Les années 60 représentent une période remarquable pour le développement de la méthode de sismique réflexion ; l’acquisition se développe grâce aux progrès en électronique, les données sont numérisées et il y a un formidable foisonnement d’idées pour les traitements numériques sur ordinateur. Des géophysiciens comme Géza Kunetz et Vladimir Baranov, chercheurs à la Compagnie Générale de Géophysique (CGG) et chargés de cours à l’École des Mines de Paris, développent des méthodes de calculs de données synthétiques et plus tard des méthodes d’inversions de formes d’ondes pour des milieux stratifiés (hypothèse de variations de paramètres uniquement en fonction de la profondeur). Ces géophysiciens font le lien entre la période des pionniers de la géophysique appliquée tels les frères Schlumberger, dont ils étaient disciples et collaborateurs, et la période moderne à partir des années 80. Kunetz est l’un des premiers à recevoir le prix Conrad Schlumberger pour ses recherches en inversion de données de réflexions sismiques. Son approche d’inversion, une alternative aux méthodes FWI de type itératif, est considérée comme précurseur à des méthodes d’inversion modernes, récemment généralisées à des milieux à trois dimensions,7. Fermons cette parenthèse sur les années 60, et revenons aux méthodes d’inversion où les données synthétiques sont obtenues comme solution d’une équation différentielle (e.g. propagation des ondes) dont les coefficients (e.g. vitesse, densité…) sont à ajuster afin d’obtenir une bonne cohérence entre données observées et données synthétiques, comme mentionné précédemment.
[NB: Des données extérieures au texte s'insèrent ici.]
PR #1325, opened 2026-09-02
feat(index): select stored documents by exact term and cut schema walks over to it

### LINKED ISSUE #14011: [NIDX-01D] Cut over exact-term schema walks
# [NIDX-01D] Cut over exact-term schema walks

Parent workstream: #14002
Blocked by: #14010

## Summary

Extend the native stored-document visitor with exact term and exact-term OR selection, then move `metadata/schema/reader.WalkShard` and `WalkDocs` to it. This slice adds the ICE term dictionary and postings intersection needed by schema kinds; it does not add ranges, prefix/wildcard expansion, analyzers, or sorting.

## Blocked by

NIDX-01C (#14010) must be merged before this work starts. Before applying `Backlog`, update identifier names in this body if NIDX-01C's merged visitor uses different names; do not change the behavioral seam.

## Pre-agreed test seam

The product seam is the existing:

```go
func reader.WalkShard(shardPath string, visit func(reader.Doc) error, kinds ...schema.Kind) error
func reader.WalkDocs(schemaRoot string, visit func(reader.Doc) error, kinds ...schema.Kind) error
```

The native visitor may gain exactly one bounded “field equals any of these literal terms” input. Do not expose a general query language, FST type, posting iterator, or analyzer. Boundary tests observe `WalkShard`/`WalkDocs` documents and errors, not dictionary internals.

## Independent fixture

The legacy schema corpus contains:

- `p1`, kind Stream, revisions `1` and `2`;
- `p2`, kind Measure, revision `1`;
- `p3`, kind Stream, revision `1` followed by a tombstone at revision `2`;
- `p4`, kind Group, revision `1`; and
- `p5`, kind Measure, with deliberately malformed stored `_source` bytes.

For kinds `{Stream}`, the result is only `p1@2`. For `{Stream, Group}`, results are `p1@2` and `p4@1`. `p3` is absent. A Stream-only walk must not decode `p5`; a Measure walk must return
`reader.ErrMalformedPropertyDocument` for it. Because the ICE container remains valid, the failure must not be classified as native index corruption.

## Requirements

R1. Exact lookup resolves only the requested field/term. Exact-term OR unions the requested postings, applies the selected snapshot's deletions, and visits each live document once.

R2. `WalkShard` and `WalkDocs` return exactly the fixture results above, preserving `_source` bytes, latest-revision selection, and tombstone suppression.

R3. Filtering happens before stored-field decode: Stream-only load succeeds despite Measure `p5`'s malformed `_source`; selecting Measure reports `reader.ErrMalformedPropertyDocument`, not the native index-corruption sentinel.

R4. Term count, term length, dictionary enumeration, posting decode, and cancellation are bounded. CRC32 remains ignored and no reader lock or directory mutation is introduced.

- Boundary RED: exercise exact term and two-term OR through the bounded native visitor inherited from NIDX-01C; the compile-time or unsupported-operation failure proves the new slice is RED.
- E2E RED: run `WalkDocs`/schema loaders for Stream, Stream+Group, and malformed Measure against the checked-in legacy corpus and assert the declared results and typed failure. The command must fail before the production caller is switched.

## Acceptance criteria

- `go test ./pkg/index/inverted/... ./banyand/metadata/schema/reader -run 'Test(NativeExactTerms|E2ESchemaWalkNative)' -count=1` passes.
- A call-graph/dependency assertion proves schema walks no longer build or execute Bluge queries.
- Exact, OR, deletion, corrupt-unselected-field, cancellation, and resource-limit cases pass under `-race`.
- `make test-ci PKG='./pkg/index/inverted/... ./banyand/metadata/schema/reader'`, `make build`, and `make pre-push` pass.

## Scope

Packages: `pkg/index/inverted`, its private ICE dictionary/posting reader, and `banyand/metadata/schema/reader`.

Out of scope: numeric/date range, prefix, wildcard, MATCH, NOT, sorting, doc values, Property repair, and every writer.

## Compatibility and rollback

This slice reads historical bytes and emits none. Roll back schema readers to the retained Bluge path without changing any directory.

## Lexical non-regression

## Design

hanahmily:
# Cut over exact-term schema walks (NIDX-01D)

## What this delivers

The offline schema catalog reader — the code a migration or a recovery tool
uses to load stream, measure, group, index-rule and binding schemas straight
out of a `_schema` directory, with no schema server running — stops building
and executing search queries against the retained legacy reader. It now reads
the same historical bytes through BanyanDB's own bounded read-only index
reader.

Doing that needed exactly one new capability from that reader, and this change
adds only that one: given a field name and a set of literal terms, stream the
live documents whose field records any of those terms. The catalog walk uses it
to resolve the schema kinds a caller asked for.

```go
type TermSelection struct {
	Field string
	Terms [][]byte
}

func ReadOnlySelectDocuments(ctx context.Context, path string, selection TermSelection,
	visit func(doc StoredDocument) error) error
```

The terms are matched as raw bytes: no analysis, no normalization, no ranges,
no prefix or wildcard expansion. Their postings are unioned, the pinned
generation's deletion masks are removed from that union, and each surviving
document is handed to the caller exactly once however many terms selected it.
The term dictionary, the posting records and the union all stay private to the
reader's internal package; nothing resembling a query language, a posting
iterator or an analyzer is exposed.

## Why it matters

Three properties of the previous arrangement were the reason to move.

The catalog reader linked a whole search engine to answer "give me the
documents whose kind is one of these". Reading the catalog is a
read-only operation over a handful of stored payloads, and it now costs a
bounded read of one committed generation instead.

Failures were not classifiable. A malformed stored schema payload surfaced as
whatever the search layer happened to produce, so a migration could not tell
"this catalog was never flushed" from "this schema payload is malformed" from
"this schema kind is simply absent". The three are now distinct outcomes: an
absent committed generation, `reader.ErrMalformedPropertyDocument`, and an empty
result that is not an error at all. Malformed application JSON is not reported
as ICE container corruption.

Filtering now precedes decoding. A walk for stream schemas never touches the
stored bytes of a measure revision, so one malformed payload no longer fails a load that never needed it — while a
walk that *does* ask for that document still fails loudly rather than returning
a partly-read catalog.

## How the read flows

```mermaid
flowchart TD
    A["migration / recovery caller"] --> B["reader.WalkDocs<br/>(schemaRoot, visit, kinds...)"]
    B --> C["reader.WalkShard<br/>per shard-* directory"]
    C --> D{"kinds requested?"}
    D -- "no kinds" --> E["ReadOnlyWalkDocuments<br/>match-all"]
    D -- "one or more kinds" --> F["ReadOnlySelectDocuments<br/>TermSelection{Field: kind field, Terms: kinds}"]
    E --> G["pin newest structurally<br/>complete committed generation"]
    F --> G
    G --> H["resolve exact terms in<br/>the field's term dictionary"]
    H --> I["union the selected postings"]
    I --> J["subtract the generation's<br/>deletion masks"]
    J --> K["decode stored fields<br/>of surviving documents only"]
    K --> L["Doc{PropID, KindName, Group,<br/>SourceJSON, ModRev, Deleted}"]
    L --> M["latest revision wins;<br/>tombstoned IDs suppressed"]
    M --> A

    N["malformed stored source<br/>of an unselected document"] -.-> J
    N -.->|"never decoded"| K
```

Callers see no signature change. `WalkShard` and `WalkDocs` keep taking a set
of schema kinds and keep handing back `Doc` values, so the loaders above them —
and the migration paths above those — are untouched.

## Scope

Added: one bounded term selection on the read-only reader, and the schema
catalog cutover onto it.

Not added: numeric and date ranges, prefix and wildcard expansion, analyzers
and MATCH, negation, HAVING, IN, scoring, doc values, sorting and search-after,
property repair, and every writer. No new on-disk version and no migration at
open time.

## Compatibility and rollback

This change reads historical bytes and emits none. Reads pin open handles for every segment in the newest structurally complete
committed generation, acquire no exclusive writer lock,
and leave file contents, modification times and directory entries untouched —
verified by inventorying the corpus before and after. A directory a live writer
owns can be read while it is being written. The reserved CRC32 fields stay
carried bytes that are never calculated, validated or used to classify
corruption.

Rolling back is choosing the retained legacy reader in the schema walks. No
drain, replay, conversion or file change is involved, because nothing was
written.

## Evidence

A checked-in catalog corpus holds seven physical revisions of five logical
properties in one shard: a stream property at two revisions, a measure
property, a stream property whose latest revision is a tombstone, a group
property, and a measure property whose stored `_source` is deliberately malformed. The
ICE container itself is untouched compatibility-writer output. The fixture is
pinned by per-file content hashes and a provenance manifest that records the
exact malformed application bytes,
and it is never regenerated by a normal test run.

Against it, a `{Stream}` walk yields one document, a `{Stream, Group}` walk
yields two, the tombstoned property is absent, the stream walk succeeds despite
the malformed measure revision, and a measure walk reports
`reader.ErrMalformedPropertyDocument` without misclassifying the ICE segment as
corrupt. Beside that, the corpora checked in by the preceding read-only slices
still resolve their identities by exact term, and a generation left
structurally incomplete by a crash is skipped rather than half-read.

Two structural assertions keep the cutover honest rather than merely correct:
the catalog reader's third-party imports and every name it takes from the index
package are on explicit allowlists, so it cannot go back to building queries;
and the read-only reader's own exported surface is compared against a declared
list, so this slice can add the exact-term selection and nothing else.

Fixes apache/skywalking#14011


hanahmily:
Addressed the review findings in `53ab026b`:

- pin open segment handles for the reader lifetime, including cleanup on partial-open failure and idempotent close;
- make posting decode and bitmap union cancellation-aware;
- consolidate read-only open/close handling and add operation context to open failures;
- carry field/terms internally as one selection request;
- regenerate NIDX-01D with an actually malformed `_source` in an otherwise valid ICE segment, classified as `reader.ErrMalformedPropertyDocument` rather than index corruption;
- add deterministic regression coverage for unlink-after-open, cancellation during decode/union, handle cleanup, and error classification.

Verified locally with the milestone acceptance test under `-race`, targeted golangci-lint, and `make build`. The CI Prepare/Generate and vulnerability checks are green; the remaining CI matrix is running.

mrproliu (approved):

PR #1326, opened 2026-09-03
chore: remove the row-based query path from measure, stream and trace

SammyUrfen:
# chore: remove the row-based query path from measure, stream and trace

Related to apache/skywalking#13998.

Vectorized query has been the default for measure, stream and trace since 0.11. This removes the row path it replaced: dispatch branches, plan nodes, storage-layer egress, and the tests that existed only to compare the two.

**-6,917 lines** (10,608 deleted, 3,691 added). Non-test Go: -4,849.

| Area | Net | What went |
| --- | ---: | --- |
| measure | -2,535 | row query planner, row distributed plan, row fallback in `dquery` |
| stream | -1,187 | row execution in dispatch, storage-layer egress (`query_by_ts.go`, `query_by_idx.go`, `tsResult` / `idxResult`) |
| trace | -800 | row query dispatch, SIDX row streaming pipeline |
| shared | -257 | `model.StreamResult` / `StreamQueryResult` / `MergeStreamResults` |
| other | -70 | codec, querybench harness |

`(*stream).Query` and `logicalstream.BuildElementsFromStreamResult` have no callers outside tests.

## Scope

This covers the row dispatch branches, the row logical plans, and the stream storage-layer egress. It does not make the vectorized engine batch-native end to end, so apache/skywalking#13998 stays open after this merges. Four seams still carry row currency inside the vectorized path:

- criteria and hidden-order-tag stream queries materialize Elements before filtering
- multi-group measure merges through `sortedMIterator` rather than a batch-native merger
- schema-evolved multi-group aggregates are rejected by the partial-batch reducer
- the stream distributed coordinator decodes frames back into Elements to merge and dedup

None of their behaviour changes here. `banyand/measure/query_batch.go`, `pkg/query/logical/measure/cross_group_merge.go`, `pkg/query/vectorized/measure/reduce.go`, `pkg/query/vectorized/measure/plan/distributed.go` and `pkg/query/logical/stream/stream_plan_distributed.go` are byte-identical to `v0.11.0`. Two things do move: the stream vec plan node takes over the Element materialization from the deleted `tagFilterPlan.Execute`, and `sortedMIterator` moves verbatim out of the deleted `measure_plan_distributed.go`.

## Behaviour changes

The first three are in `docs/operation/upgrade.md` under 0.12.

**Stream timestamp-order queries with criteria, spanning multiple segments, can come back under-filled.** The row scan resumed segment by segment, pulling from later segments until the limit filled. The vectorized scan does not see segment boundaries, so it caps at `maxElementSize` and stops. Results are correct and correctly ordered, just short of the limit. Index-order queries keep their uncapped merge. Clients can narrow the range or page forward. Since the flags no longer select an engine, this is not avoidable by configuration; rollback is a binary downgrade.

**Index-order queries that do not project their ordering tag** now egress via proto instead of a frame. The scan projects that tag internally for its sort key and strips it before egress, while the frame egress would rebuild its projection from the batch schema and leak it. Same results, no raw-wire fast path for that shape.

Le lien entre les problèmes inverses en sismique et la théorie du contrôle, en particulier de systèmes gouvernés par des équations aux dérivées partielles, est faite dans les années 70 par des chercheurs comme Alain Bamberger et Guy Chavent, qui travaillaient à l’École Polytechnique et à l’INRIA. Dans les années 80, Albert Tarantola de l’IPGP et Patrick Lailly de l’IFP Énergies Nouvelles ont montré comment remettre à jour efficacement les paramètres comme le champ de vitesse8,6. À partir d’un champ initial, la vitesse est progressivement mise à jour jusqu’à obtenir un bon calage des données.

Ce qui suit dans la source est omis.